# How weather affects rabbit hunting



## MDG Welding

This is one of my first post, so bare with me.
[/COLOR] 
I've been an avid rabbit hunter since I could hunt, but only the last few years have really paid attention to how the weather affects rabbit hunting. I hunt with 1 beagle and have found that sunny days with little/ no wind are about the worst days for success until late afternoon. It seems the dog can pick them up, but they often don't circle or sit tight. When it's overcast and the barometer is falling seems to be the days to limit out and they always circle.

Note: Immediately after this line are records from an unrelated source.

PR #337, opened 2023-01-11
add tropoTotal

mgovorcin:
add function to create troposphereTotal on the fly using gdal PixelFunction

did little clean up, please feel free to reject suggestions

### DIFF
--- a/tools/ARIAtools/ARIAProduct.py
+++ b/tools/ARIAtools/ARIAProduct.py
@@ -80,7 +80,7 @@ class ARIA_standardproduct:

What do some of you think about the roll weather plays on successful bunny hunts?


----------



## eino

I have found in my limited experince that rabbits don't move much after a good snow. I don't know if this is true with dogs in general, but my beagle can't hardly push a track on ice or when the snow is really hard and crusty. I will try and find a web site I found before that lays out the different weather situation and how it affects the scent of a critter.

Ed


----------



## eino

http://beaglesunlimited.com/rabbithunting_scenting-tracking.htm
I can't say this is all true, but it gives you some things to consider.

Ed


----------



## MDG Welding

Thanks, I do remember reading that a while back. One thing I did pick up on this time is strong sunlight being in the bad tracking list. Maybe that is some of it.
Thanks for the reply.


----------



## fishhogster

i only hunt on nasty windy days and usually do pretty good but if its nice i go ice fishing instead.


----------



## sixft4par

I have been keeping a log for the last couple seasons and have found mixed results. I think the dog can scent better on damp days; however, the rabbits are not always out then. The tough thing about rabbit hunting is that many days the rabbits are holed or close to a hole. I like to hunt sunny days that are warm before or after a storm.


----------



## withgrace

I think moisture is the most important thing. Very cold days that suck the moiture out of the air are usually bad. 
What I pay a lot of attention to is the snow. Dry snow that squeeks when you walk on it sucks. Also, If there is a layer of ice or a lot of ice crystal in the snow is bad. I like fresh snow that is damp. I also like deep snow because it slows down the rabbits. With the crust we have had the last couple of weeks the rabbits have been way in front of the dogs.


----------



## Nealbopper

A little breez and partially sunny added up to the first two Rabbits of 09. First Rabbit I needed to be on the ball. As my dog hit the first brush blow over, out it came, second shot did it.


----------



## MDG Welding

Thanks for all of the input. I like the idea of keeping a log and trying to see what trends I find. I've done that for deer hunting for many years, but never even gave it a thought for bunnies.


----------